- Exercise brief -
Using the listing below, return every line that includes "before".

- Data extract -
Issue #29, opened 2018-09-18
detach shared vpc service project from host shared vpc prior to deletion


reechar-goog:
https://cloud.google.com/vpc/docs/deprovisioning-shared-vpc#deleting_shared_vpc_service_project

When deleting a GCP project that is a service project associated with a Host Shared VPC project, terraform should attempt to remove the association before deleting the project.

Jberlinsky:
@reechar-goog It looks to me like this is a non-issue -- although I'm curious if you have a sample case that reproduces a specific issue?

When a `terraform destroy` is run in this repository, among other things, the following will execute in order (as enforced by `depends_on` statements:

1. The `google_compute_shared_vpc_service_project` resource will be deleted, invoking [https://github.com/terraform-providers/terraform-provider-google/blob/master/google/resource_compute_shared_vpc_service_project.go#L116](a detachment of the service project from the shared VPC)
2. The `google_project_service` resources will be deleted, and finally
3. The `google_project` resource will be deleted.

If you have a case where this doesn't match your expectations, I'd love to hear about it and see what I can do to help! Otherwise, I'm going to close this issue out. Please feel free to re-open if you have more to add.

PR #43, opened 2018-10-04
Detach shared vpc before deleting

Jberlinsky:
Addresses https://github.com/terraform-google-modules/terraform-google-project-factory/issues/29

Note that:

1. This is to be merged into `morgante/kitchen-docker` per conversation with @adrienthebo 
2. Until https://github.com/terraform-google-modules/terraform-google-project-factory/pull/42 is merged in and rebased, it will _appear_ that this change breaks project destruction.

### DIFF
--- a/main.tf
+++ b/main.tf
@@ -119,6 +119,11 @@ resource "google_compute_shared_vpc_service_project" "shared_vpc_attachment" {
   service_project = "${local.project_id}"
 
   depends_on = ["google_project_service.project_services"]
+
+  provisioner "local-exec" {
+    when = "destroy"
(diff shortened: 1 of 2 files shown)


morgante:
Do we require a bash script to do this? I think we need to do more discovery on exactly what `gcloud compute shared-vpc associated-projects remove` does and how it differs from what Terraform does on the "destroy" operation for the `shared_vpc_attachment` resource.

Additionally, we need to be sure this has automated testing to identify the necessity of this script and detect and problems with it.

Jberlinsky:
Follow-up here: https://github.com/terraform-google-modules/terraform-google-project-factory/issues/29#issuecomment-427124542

* * *

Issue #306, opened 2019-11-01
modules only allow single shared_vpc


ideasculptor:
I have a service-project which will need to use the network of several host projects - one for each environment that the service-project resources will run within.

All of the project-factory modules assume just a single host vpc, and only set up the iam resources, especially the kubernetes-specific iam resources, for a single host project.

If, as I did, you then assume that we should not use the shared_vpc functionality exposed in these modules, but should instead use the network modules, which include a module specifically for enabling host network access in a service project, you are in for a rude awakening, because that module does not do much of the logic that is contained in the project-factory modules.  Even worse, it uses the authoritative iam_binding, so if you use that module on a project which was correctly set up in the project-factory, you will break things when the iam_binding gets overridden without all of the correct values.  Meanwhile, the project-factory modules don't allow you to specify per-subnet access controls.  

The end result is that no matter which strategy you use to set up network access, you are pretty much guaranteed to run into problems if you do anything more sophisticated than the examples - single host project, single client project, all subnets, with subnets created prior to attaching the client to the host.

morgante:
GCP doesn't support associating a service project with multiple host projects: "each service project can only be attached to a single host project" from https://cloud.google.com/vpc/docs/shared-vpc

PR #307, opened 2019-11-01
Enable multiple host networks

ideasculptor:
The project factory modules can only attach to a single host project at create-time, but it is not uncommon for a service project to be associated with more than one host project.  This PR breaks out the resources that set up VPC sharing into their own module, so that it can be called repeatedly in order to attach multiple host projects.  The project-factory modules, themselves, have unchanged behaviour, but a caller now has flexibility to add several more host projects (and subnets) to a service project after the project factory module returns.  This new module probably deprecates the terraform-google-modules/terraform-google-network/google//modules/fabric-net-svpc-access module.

---

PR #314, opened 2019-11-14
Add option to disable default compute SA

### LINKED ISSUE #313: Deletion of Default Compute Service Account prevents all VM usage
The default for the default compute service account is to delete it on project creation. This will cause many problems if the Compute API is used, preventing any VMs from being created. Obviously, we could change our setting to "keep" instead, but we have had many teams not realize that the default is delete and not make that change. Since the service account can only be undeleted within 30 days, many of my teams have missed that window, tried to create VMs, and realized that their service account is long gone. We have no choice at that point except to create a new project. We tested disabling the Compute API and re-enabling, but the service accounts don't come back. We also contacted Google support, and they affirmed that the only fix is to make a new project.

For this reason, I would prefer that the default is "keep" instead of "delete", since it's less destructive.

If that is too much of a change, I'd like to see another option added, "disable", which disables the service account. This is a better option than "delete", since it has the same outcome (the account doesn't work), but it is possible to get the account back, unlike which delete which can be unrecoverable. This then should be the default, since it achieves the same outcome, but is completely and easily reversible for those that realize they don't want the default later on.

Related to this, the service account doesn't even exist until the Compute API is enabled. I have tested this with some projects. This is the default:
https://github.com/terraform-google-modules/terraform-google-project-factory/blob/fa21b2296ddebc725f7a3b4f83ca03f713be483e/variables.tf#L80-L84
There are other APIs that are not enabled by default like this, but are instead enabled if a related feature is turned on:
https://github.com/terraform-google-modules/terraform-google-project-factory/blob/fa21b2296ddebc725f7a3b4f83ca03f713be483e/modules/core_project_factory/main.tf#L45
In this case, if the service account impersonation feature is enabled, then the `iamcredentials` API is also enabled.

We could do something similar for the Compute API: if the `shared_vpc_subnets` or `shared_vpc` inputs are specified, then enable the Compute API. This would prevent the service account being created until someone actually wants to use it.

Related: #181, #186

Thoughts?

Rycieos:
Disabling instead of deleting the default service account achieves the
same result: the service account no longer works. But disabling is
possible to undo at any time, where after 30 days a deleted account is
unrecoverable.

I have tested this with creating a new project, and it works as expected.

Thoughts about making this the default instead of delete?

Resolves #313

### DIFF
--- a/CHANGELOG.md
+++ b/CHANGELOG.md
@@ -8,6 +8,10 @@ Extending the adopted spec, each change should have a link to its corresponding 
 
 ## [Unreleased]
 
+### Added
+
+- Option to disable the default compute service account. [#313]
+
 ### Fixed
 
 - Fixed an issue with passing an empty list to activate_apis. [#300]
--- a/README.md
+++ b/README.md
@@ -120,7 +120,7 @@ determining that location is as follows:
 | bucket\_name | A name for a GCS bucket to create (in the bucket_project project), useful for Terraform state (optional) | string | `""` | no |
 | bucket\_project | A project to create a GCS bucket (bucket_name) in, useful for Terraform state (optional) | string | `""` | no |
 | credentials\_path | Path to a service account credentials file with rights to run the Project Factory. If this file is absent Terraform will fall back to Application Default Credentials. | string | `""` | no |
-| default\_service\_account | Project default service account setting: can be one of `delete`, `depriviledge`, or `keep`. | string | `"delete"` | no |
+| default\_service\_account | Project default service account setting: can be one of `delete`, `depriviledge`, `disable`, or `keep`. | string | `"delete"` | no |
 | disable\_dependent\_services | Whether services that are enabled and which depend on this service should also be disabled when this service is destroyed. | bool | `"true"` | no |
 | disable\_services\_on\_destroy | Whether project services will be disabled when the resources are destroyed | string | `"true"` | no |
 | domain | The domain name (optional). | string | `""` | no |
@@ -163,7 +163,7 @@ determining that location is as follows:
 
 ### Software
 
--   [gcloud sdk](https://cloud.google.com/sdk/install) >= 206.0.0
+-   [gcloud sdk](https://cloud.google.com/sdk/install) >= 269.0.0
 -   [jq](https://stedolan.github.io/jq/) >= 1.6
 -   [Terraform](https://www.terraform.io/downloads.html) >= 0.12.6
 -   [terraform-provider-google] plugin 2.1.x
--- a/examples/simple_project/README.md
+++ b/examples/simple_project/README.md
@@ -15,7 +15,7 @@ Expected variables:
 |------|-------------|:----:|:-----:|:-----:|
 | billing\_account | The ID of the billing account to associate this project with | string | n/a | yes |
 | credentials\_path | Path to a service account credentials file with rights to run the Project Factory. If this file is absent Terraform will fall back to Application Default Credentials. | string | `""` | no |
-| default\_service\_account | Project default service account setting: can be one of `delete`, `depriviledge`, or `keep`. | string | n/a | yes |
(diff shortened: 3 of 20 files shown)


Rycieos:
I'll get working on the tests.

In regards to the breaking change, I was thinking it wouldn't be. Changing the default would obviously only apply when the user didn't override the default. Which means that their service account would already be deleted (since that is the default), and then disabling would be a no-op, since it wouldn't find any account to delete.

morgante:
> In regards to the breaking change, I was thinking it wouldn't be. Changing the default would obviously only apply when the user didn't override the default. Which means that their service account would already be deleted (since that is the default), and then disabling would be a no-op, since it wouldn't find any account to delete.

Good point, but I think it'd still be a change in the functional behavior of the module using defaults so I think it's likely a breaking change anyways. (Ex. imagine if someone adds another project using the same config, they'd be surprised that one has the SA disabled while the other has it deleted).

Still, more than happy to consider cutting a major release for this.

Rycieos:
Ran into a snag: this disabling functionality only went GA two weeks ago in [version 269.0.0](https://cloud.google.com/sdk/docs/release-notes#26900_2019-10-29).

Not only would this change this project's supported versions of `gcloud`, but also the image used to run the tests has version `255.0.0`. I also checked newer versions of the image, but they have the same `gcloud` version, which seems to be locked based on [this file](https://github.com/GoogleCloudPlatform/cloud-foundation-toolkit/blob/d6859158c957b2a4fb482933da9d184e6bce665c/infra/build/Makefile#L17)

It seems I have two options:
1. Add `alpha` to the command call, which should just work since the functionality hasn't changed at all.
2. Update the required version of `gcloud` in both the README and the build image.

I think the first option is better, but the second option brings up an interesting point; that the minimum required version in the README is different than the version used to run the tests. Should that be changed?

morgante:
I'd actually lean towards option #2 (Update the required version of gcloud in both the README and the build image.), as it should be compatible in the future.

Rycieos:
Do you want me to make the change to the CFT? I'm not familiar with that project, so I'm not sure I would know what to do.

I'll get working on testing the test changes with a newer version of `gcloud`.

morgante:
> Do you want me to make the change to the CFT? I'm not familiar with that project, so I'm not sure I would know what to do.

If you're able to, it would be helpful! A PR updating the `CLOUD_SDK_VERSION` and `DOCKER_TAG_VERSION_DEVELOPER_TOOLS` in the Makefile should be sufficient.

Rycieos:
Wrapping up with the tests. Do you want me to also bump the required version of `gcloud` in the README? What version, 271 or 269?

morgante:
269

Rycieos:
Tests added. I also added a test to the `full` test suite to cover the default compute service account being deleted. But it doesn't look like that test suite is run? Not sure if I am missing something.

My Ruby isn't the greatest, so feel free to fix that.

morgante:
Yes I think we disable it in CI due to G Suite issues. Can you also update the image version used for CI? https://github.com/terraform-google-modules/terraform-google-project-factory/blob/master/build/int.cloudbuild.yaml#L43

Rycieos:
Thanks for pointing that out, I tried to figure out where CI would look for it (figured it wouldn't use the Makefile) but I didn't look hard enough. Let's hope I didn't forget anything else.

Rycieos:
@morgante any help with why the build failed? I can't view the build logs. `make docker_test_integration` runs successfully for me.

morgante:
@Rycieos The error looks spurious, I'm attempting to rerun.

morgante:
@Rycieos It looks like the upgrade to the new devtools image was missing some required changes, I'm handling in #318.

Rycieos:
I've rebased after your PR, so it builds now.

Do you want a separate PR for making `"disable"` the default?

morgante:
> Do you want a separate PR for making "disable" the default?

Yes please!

- The answer -
When deleting a GCP project that is a service project associated with a Host Shared VPC project, terraform should attempt to remove the association before deleting the project.
Detach shared vpc before deleting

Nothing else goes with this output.